**The data:**
=== Begin Enclosure ===
PR #1951, opened 2017-04-01
Report generator v2 basics (more stuff)

ebidel:
R: all

This takes the feedback from https://github.com/GoogleChrome/lighthouse/pull/1933 and brings over more of our styling.

I suggest **reviewing by commit**. Just mine should be fine.

>  Supports categories, audits, scores, lists, blocks and text.
Changed is-on-https audit to show list of urls as an example.
Clearly needs some design love.
> Ref #1887 

Updated look from from https://github.com/GoogleChrome/lighthouse/pull/1933:

screen shot 2017-04-01 at 2 13 08 pm


lighthouse-core/report/v2/report-styles.css
```diff
@@ -0,0 +1,176 @@
...
+}
+
+.--hidden {
+  display: none !important;
+}
+
+/* Text */
+
+/*.lighthouse-text {
+  white-space: nowrap;
```
ebidel: These aren't needed yet so I commented them out. There was also a lot of unnecessary CSS flexbox that was removed. Divs are already block level elements 👍

paulirish:
What a pro. Looking good, dude.

lighthouse-core/report/v2/report-renderer.js
```diff
@@ -25,19 +57,184 @@
...
+    this._document = document;
+  }
+
+  /**
+   * @param {ReportJSON} report
+   * @return {Element}
+   */
+  renderReport(report) {
+    try {
+      const element = this._renderReport(report);
```
patrickhulce: nit: just nuke the variable?

lighthouse-core/report/v2/report-renderer.js
```diff
@@ -25,19 +57,184 @@
...
+   * @param {string=} className
+   * @param {Array<Object>=} attrs Attribute key/val pairs.
+   * @returns {Element}
+   */
+  _createElement(name, className, attrs = []) {
+    const element = this._document.createElement(name);
+    if (className) {
+      element.className = className;
+    }
+    for (const [key, val] of Object.entries(attrs)) {
```
patrickhulce: huh? This is really hard to parse, and I can't find usage of it to help :) What's wrong with `attrs.forEach(attr => el.setAttribute(attr.key, attr.value))`?

patrickhulce: oooooh is the doctype/default wrong and you mean `attrs` to be an object?

lighthouse-core/report/v2/report-renderer.js
```diff
@@ -25,19 +57,184 @@
...
+    if (audit.result.details) {
+      element.appendChild(this._renderDetails(audit.result.details));
+    }
+    return element;
   }
 };
+})();
+
+/** @typedef {{type: string, text: string|undefined, header: DetailsJSON|undefined, items: Array<DetailsJSON>|undefined}} */
+let DetailsJSON; // eslint-disable-line no-unused-vars
```
patrickhulce: what will break if we stick these in the iife? needed for closure in other files?

lighthouse-core/report/v2/report-styles.css
```diff
@@ -0,0 +1,176 @@
...
+ * WITHOUT WARRANTIES OR CONDITIONS OF ANY KIND, either express or implied.
+ * See the License for the specific language governing permissions and
+ * limitations under the License.
+ */
+
+ :root {
+  --text-font-family: '.SFNSDisplay-Regular', 'Helvetica Neue', 'Lucida Grande', sans-serif;
+  --body-font-size: 13px;
+
+  --secondary-text-color: #565656;
```
patrickhulce: now that Lighthouse reports are publicly exposed over on WPT it'd be nice to settle exactly what browsers we want to support and test the report on as we make decisions about what platform features to use, how hard they are to polyfill, etc

lighthouse-core/report/v2/report-renderer.js
ebidel: Note sure. My closure forward declarations foo is 100% non-existent. cc @brendankenny

lighthouse-core/report/v2/report-renderer.js

lighthouse-core/report/v2/report-renderer.js
ebidel: Yea sorry, docs are wrong. Done.

lighthouse-core/report/v2/report-styles.css
ebidel: +1. I've been operating under the assumption that our baseline is the latest version of each modern browser.

Good news is [everyone has CSS custom props](http://caniuse.com/#feat=css-variables) except for Edge. And they'll get them in their next release (Edge 15).

Regardless, Edge will be an investment that we haven't made before and it might not be worth it. They're catching up on features quickly. Any work we put in now might be moot in the near future. FWIW, < 0.60% Viewer users are using Edge...so a fraction of the already small browser share :) I'd be curious to see the analytics for WPT though.

One thing that would also be interesting is offloading polyfills and broader browser support to Viewer. The more code we to ship in the binary, the larger the report output becomes.

ebidel:
PTAL

lighthouse-core/report/v2/report-styles.css
patrickhulce: > One thing that would also be interesting is offloading polyfills and broader browser support to Viewer. The more code we to ship in the binary, the larger the report output becomes.

Definitely, I see a world in which a hosted polyfill'd/browserify'd/whatever'd renderer bundle being included just via a single `<script src="jsdelivr.net/lighthouse/v2.x>` in WPT-style reports via CLI flag or something and DevTools/opt-in CLI users being the only ones to consume the source directly

> I'd be curious to see the analytics for WPT though.

I think this is the more important information to track when considering if we need to support Edge

lighthouse-core/report/v2/report-renderer.js
```diff
@@ -25,19 +57,183 @@
...
-    element.appendChild(pre);
+  _renderText(text) {
+    const element = this._createElement('div', 'lighthouse-text');
+    element.textContent = text.text;
+    return element;
+  }
+
+  /**
+   * @param {DetailsJSON} block
+   * @return {Element}
```
brendankenny: `{!DetailsJSON}`, `{!Element}`

lighthouse-core/report/v2/report-renderer.js
```diff
@@ -25,19 +57,183 @@
...
+    const element = this._createElement('div', 'lighthouse-block');
+    for (const item of block.items) {
+      element.appendChild(this._renderDetails(item));
+    }
+    return element;
+  }
+
+  /**
+   * @param {DetailsJSON} list
+   * @return {Element}
```
brendankenny: `{!DetailsJSON}`, `{!Element}`

lighthouse-core/report/v2/report-renderer.js
```diff
@@ -25,19 +57,183 @@
...
+    for (const item of list.items) {
+      items.appendChild(this._renderDetails(item));
+    }
+    element.appendChild(items);
+    return element;
+  }
+
+  /**
+   * @param {Error} e
+   * @return {Element}
```
brendankenny: `{!Error}`, `{!Element}`

lighthouse-core/report/v2/report-renderer.js
```diff
@@ -25,19 +57,183 @@
...
+   */
+  _renderException(e) {
+    const element = this._createElement('div', 'lighthouse-exception');
+    element.textContent = String(e.stack);
+    return element;
+  }
+
+  /**
+   * @param {ReportJSON} report
+   * @return {Element}
```
brendankenny: `{!ReportJSON}`, `{!Element}`

lighthouse-core/report/v2/report-renderer.js
```diff
@@ -25,19 +57,183 @@
...
+    const element = this._createElement('div', 'lighthouse-report');
+    for (const category of report.reportCategories) {
+      element.appendChild(this._renderCategory(category));
+    }
+    return element;
+  }
+
+  /**
+   * @param {CategoryJSON} category
+   * @return {Element}
```
brendankenny: `{!CategoryJSON}`, `{!Element}`

lighthouse-core/report/v2/report-renderer.js
```diff
@@ -25,19 +57,183 @@
...
+    element.appendChild(this._renderScore(category.score, category.name, category.description));
+    for (const audit of category.audits) {
+      element.appendChild(this._renderAudit(audit));
+    }
+    return element;
+  }
+
+  /**
+   * @param {AuditJSON} audit
+   * @return {Element}
```
brendankenny: `{!AuditJSON}`, `{!Element}`

lighthouse-core/report/v2/report-renderer.js
brendankenny: Closure will follow scoping rules for these. In this case it doesn't matter at this point since they're only ever used in this file

lighthouse-core/report/v2/report-styles.css
brendankenny: > These aren't needed yet so I commented them out

just delete then?

lighthouse-core/report/v2/report-renderer.js
```diff
@@ -16,6 +16,38 @@
 'use strict';
 
 /* eslint-env browser */
+/* eslint indent: ["error", 2, { "outerIIFEBody": 0 }] */
+
+(function() {
```
brendankenny: why the IIFE?

lighthouse-core/audits/is-on-https.js
```diff
@@ -72,6 +72,11 @@ class HTTPS extends Audit {
       extendedInfo: {
         formatter: Formatter.SUPPORTED_FORMATS.URL_LIST,
         value: insecureRecords
+      },
+      details: {
```
brendankenny: two thoughts on details:

1) I get the point that the `type: 'text'` on every node is basically JSON HTML, but it seems like it's valuing simplicity in the report renderer at the expense of more verbose and less readable JSON results. A simple fix in this case would be to let the header type determine the type of rendering used for items (and if we ever encounter the need for mixed-type items we can deal with it then)

2) This can wait for a followup PR: we shouldn't have an `extendedInfo` and a `details` as those are basically synonyms. Either we should pick clearer names for the two (one is for report rendering and the other is going to be for information someone somewhere might need maybe), or just have `details` and have `extendedInfo` be a property on it

lighthouse-core/closure/typedefs/AuditResult.js
```diff
@@ -51,6 +51,9 @@ AuditResult.prototype.optimalValue;
 /** @type {(AuditExtendedInfo|undefined|null)} */
 AuditResult.prototype.extendedInfo;
 
+/** @type {(Object|undefined)} */
```
brendankenny: if `details` is so regular, it would be nice if these were actually typed :)

lighthouse-core/audits/is-on-https.js
brendankenny: > I get the point that the type: 'text' on every node is basically JSON HTML, but it seems like it's valuing simplicity in the report renderer at the expense of more verbose and less readable JSON results

Now that I look at the typedef, I'm even more curious about the thinking behind the `details` object. `/** @typedef {{type: string, text: string|undefined, header: DetailsJSON|undefined, items: Array<DetailsJSON>|undefined}} */` seems like an overgeneralization. It's cool you could render a list in the header of a list, but...why? Seems better to make a new `type` at that point, otherwise a reader will just wonder what on earth is going on.

lighthouse-core/report/v2/report-renderer.js
```diff
@@ -25,19 +57,183 @@
...
+
+  /**
+   * @param {DetailsJSON} details
+   * @return {Element}
    */
-  constructor(report) {
-    this._report = report;
+  _renderDetails(details) {
+    switch (details.type) {
+    case 'text':
```
paulirish: current eslint config wants it flat. (fwiw prettify expects another level). 

i dont really care but if we're bikeshedding then i'll  add i much preferred when the `case` was on the same line as the resulting statement. :)

lighthouse-core/report/v2/report-renderer.js
```diff
@@ -25,19 +57,183 @@
...
+   * @param {string=} className
+   * @param {Object=} attrs Attribute key/val pairs.
+   * @returns {Element}
+   */
+  _createElement(name, className, attrs = {}) {
+    const element = this._document.createElement(name);
+    if (className) {
+      element.className = className;
+    }
+    for (const [key, val] of Object.entries(attrs)) {
```
paulirish: `/* eslint-env browser */` already present. im comfy with assuming this is only run clientside

lighthouse-core/report/v2/report-renderer.js
brendankenny: > current eslint config wants it flat

is it because of the eslint indent directive added to the file? When I try the same thing in a random other file in the project it wants it indented

lighthouse-core/report/v2/report-renderer.js
ebidel: to prevent leakage on window

lighthouse-core/report/v2/report-renderer.js
```diff
@@ -25,19 +57,183 @@
...
-   * @param {!Object} report
+   * @param {Document} document
+   */
+  constructor(document) {
+    this._document = document;
+  }
+
+  /**
+   * @param {ReportJSON} report
+   * @return {Element}
```

lighthouse-core/report/v2/report-renderer.js
```diff
@@ -25,19 +57,183 @@
...
+    } catch (e) {
+      return this._renderException(e);
+    }
+  }
+
+  /**
+   * @param {string} name
+   * @param {string=} className
+   * @param {Object=} attrs Attribute key/val pairs.
+   * @returns {Element}
```

lighthouse-core/report/v2/report-renderer.js
```diff
@@ -25,19 +57,183 @@
...
+      return this._renderReport(report);
+    } catch (e) {
+      return this._renderException(e);
+    }
+  }
+
+  /**
+   * @param {string} name
+   * @param {string=} className
+   * @param {Object=} attrs Attribute key/val pairs.
```

lighthouse-core/report/v2/report-renderer.js
```diff
@@ -25,19 +57,183 @@
...
+      element.setAttribute(key, val);
+    }
+    return element;
+  }
+
+  /**
+   * @param {number} score
+   * @param {string} title
+   * @param {string} description
+   * @return {Element}
```

lighthouse-core/report/v2/report-renderer.js
```diff
@@ -25,19 +57,183 @@
...
+    column.appendChild(this._createElement('div', 'lighthouse-score__title')).textContent = title;
+    column.appendChild(
+      this._createElement('div', 'lighthouse-score__description')).textContent = description;
+
+    return element;
+  }
+
+  /**
+   * @param {DetailsJSON} details
+   * @return {Element}
```

lighthouse-core/report/v2/report-renderer.js
brendankenny: > to prevent leakage on window
     
But this is the only script on the page :)

lighthouse-core/report/v2/report-renderer.js
ebidel: yea i prefer indented by our eslint prevents it.

lighthouse-core/report/v2/report-renderer.js
```diff
@@ -25,19 +57,183 @@
...
+      return this._renderList(details);
+    default:
+      throw new Error(`Unknown type: ${details.type}`);
+    }
   }
 
   /**
-   * @param {!Element} element
+   * @param {DetailsJSON} text
+   * @return {Element}
```

lighthouse-core/report/v2/report-renderer.js

lighthouse-core/report/v2/report-renderer.js

lighthouse-core/report/v2/report-renderer.js

lighthouse-core/report/v2/report-renderer.js

lighthouse-core/report/v2/report-renderer.js
brendankenny: looks like it's because the `/* eslint indent: ["error", 2, { "outerIIFEBody": 0 }] */` line in the file is [overriding our default](https://github.com/GoogleChrome/lighthouse/blob/bf6a0a4ca8875df3ccfb973f71e6a1eae79451d4/.eslintrc.js#L11-L14), which calls out the switch thing explicitly. /* eslint indent: [2, 2, { "SwitchCase": 1, "outerIIFEBody": 0 }] */ should work in that case

lighthouse-core/audits/is-on-https.js
ebidel: I'd be in favor of renaming `extendedInfo` to `details`. We don't need both and `extendedInfo` is really just a details object with a specified formatter.

When I was looking over this code, I also found the generalization of `_renderDetails` to be premature. Not sure we need recursive rendering of details just yet (`_renderDetails` calls `_renderBlock|List|Text` which in turn, call `_renderDetails`). That's nice if we ever have nests of `<details>` but to date, haven't need that.

ebidel: But just to be clear, let's do all of that in another PR.

paulirish: I'm in favor of keeping extendedInfo and details as separate things. (The names could change though).

I really like that extendedInfo can hold all the metadata so downstream tools can consume and analyze the extra information we have on the audit. 

For example, pwmetrics, lighthouse-plots are consuming data that's in extendedInfo. And `perf-battle` is, as well: https://github.com/shakyShane/perf-battle/blob/31943652eb08c7bb1047805032b99d0aff82ad11/src/output-size.ts#L17

I think its wise for this AuditResult object to cleanly separate the data we need to render the report (in a reliable structure) vs the extra data we can offer (with no structure guarantees).


-------

> Not sure we need recursive rendering of details just yet 

how about datagrid where the first column is a URL? URL will likely need its own `render` as it'll get forked for devtools revealing.

paulirish:
btw can we try to preserve authorship when we squash land this? I'll volunteer to flatten to two commits.

lighthouse-core/audits/is-on-https.js
patrickhulce: > how about datagrid where the first column is a URL? URL will likely need its own render as it'll get forked for devtools revealing.

or when URL is only sometimes a URL like in stylesheets that are inline and have previews. I think this is a very clean way to handle these situations and is a great step forward from the hackiness of old formatters. 

Also +1 to keeping `extendedInfo` and `details` separate for Paul's reasons and an aspiration to keep the presentation and raw data as separate as possible. All for renaming to make the intention of each object clearer though :)

lighthouse-core/report/v2/report-renderer.js

lighthouse-core/report/v2/report-styles.css
ebidel: done

lighthouse-core/audits/is-on-https.js
ebidel: On interesting, granularity is good. I was thinking devtools would replace entire methods (`_renderTable`) with its own implementation or call us and annotate after the fact. Still waiting on answers to how the latter works :)

brendankenny: > For example, pwmetrics, lighthouse-plots are consuming data that's in extendedInfo

> with no structure guarantees

sounds like a good way to break on every release...

> how about datagrid where the first column is a URL? URL will likely need its own render as it'll get forked for devtools revealing.

wouldn't a column of type URL work in that case? That's how the table formatter works now.

> or when URL is only sometimes a URL like in stylesheets that are inline and have previews

this is more of an issue, but still not clear why it can't be handled in the report, e.g. the element could default to the column type unless it specifies its own. Or whatever we come up with when we get to it. Anything to avoid `{type: 'text', text: 'my text'}` everywhere to enable an arbitrary nesting feature we'll rarely use anywhere.

(I also doubt that longterm our CSS will allow arbitrary nesting of components, so it does seem like the DOM generation code should mirror that)

brendankenny: > I was thinking devtools would replace entire methods (`_renderTable`) with its own implementation

I think that could still happen, unless we bring the devtools table renderer into the report

ebidel:
Travis is super happy right now. We feel good about merging this for now? Details/extendedInfo to be worked out....

paulirish:
I'm happy. I think Patrick's happy. @brendankenny u ok if Eric merges?

ebidel:
I am the Squashinator! 💪

paulirish:
yes

PR #1959, opened 2017-04-03
fix: add more helpful error message when fMP is missing

patrickhulce:
filed #1960 to track the issue itself


addyosmani:
👍 Better than what we had here before. 

I do wonder with failures like this as a whole whether we should be more proactive in telling users to re-run Lighthouse vs considering it a fail state they can't recover from.

brendankenny:
> I do wonder with failures like this as a whole whether we should be more proactive in telling users to re-run Lighthouse vs considering it a fail state they can't recover from.

yeah, we already see this in plots, where we should add plotting of the error rate as one of our metrics, but should also probably discard those runs to get full samples

PR #5802, opened 2018-08-07
core(i18n): roll latest TC messages

paulirish:
I fixed up the upstream BUILD file to match, so it doesn't output files that are duplicates.

* en-IE -> en-GB for the canonical non-american english
* added a few more aliases, based on the duplicates I got back. The actual file is whatever appears to be a more canonical locale name. https://www.unicode.org/cldr/charts/latest/supplemental/aliases.html
   * tagalog aliased to filipino
   * `iw` aliased to hebrew
   * `in` aliased to 'id' (indonesian)
   * norwegian Bokmål aliased to norwegian
   * moldovan aliased to romanian
   * bosnian aliased to croatian
* serbian w/ latin characters added. (`sr` is cyrillic)

(I apologize in advance if any of this offends someone. Please let me know if any of these mappings are incorrect.)


lighthouse-core/lib/locales/index.js
```diff
@@ -56,15 +60,17 @@ const locales = {
...
   'te': require('./te.json'),
   'th': require('./th.json'),
+  'tl': require('./fil.json'), // Alias of 'fil'
   'tr': require('./tr.json'),
   'uk': require('./uk.json'),
   'vi': require('./vi.json'),
-  'zh': require('./zh-CN.json'),
-  'zh-CN': require('./zh-CN.json'),
+  'zh': require('./zh.json'),
+  'zh-CN': require('./zh.json'), // Alias of 'zh'
```
brendankenny: do you want to include this since it'll fall back to `zh` anyways?

lighthouse-core/lib/locales/index.js
```diff
@@ -12,20 +12,19 @@ const locales = {
...
-  'en-AU': require('./en-IE.json'), // Don't fallback to en (which -> en-US)
-  'en-GB': require('./en-IE.json'), // Don't fallback to en (which -> en-US)
-  'en-IE': require('./en-IE.json'), // Don't fallback to en (which -> en-US)
-  'en-SG': require('./en-IE.json'), // Don't fallback to en (which -> en-US)
-  'en-ZA': require('./en-IE.json'), // Don't fallback to en (which -> en-US)
-  'en-IN': require('./en-IE.json'), // Don't fallback to en (which -> en-US)
-
-  'gsw': require('./de.json'), // swiss german. identical (for our purposes) to 'de'
+  // TODO: en-GB has just ~10 messages that are different from en-US. We should only ship those.
+  'en-AU': require('./en-GB.json'), // Don't fallback to en (which -> en-US)
```
brendankenny: just use `Alias of 'en-GB'` for all these as for entries below?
=== End Enclosure ===
**Task requirements:** If a line in the entries includes the word "AuditJSON", copy that line out.

**Task solution:**
+   * @param {AuditJSON} audit
brendankenny: `{!AuditJSON}`, `{!Element}`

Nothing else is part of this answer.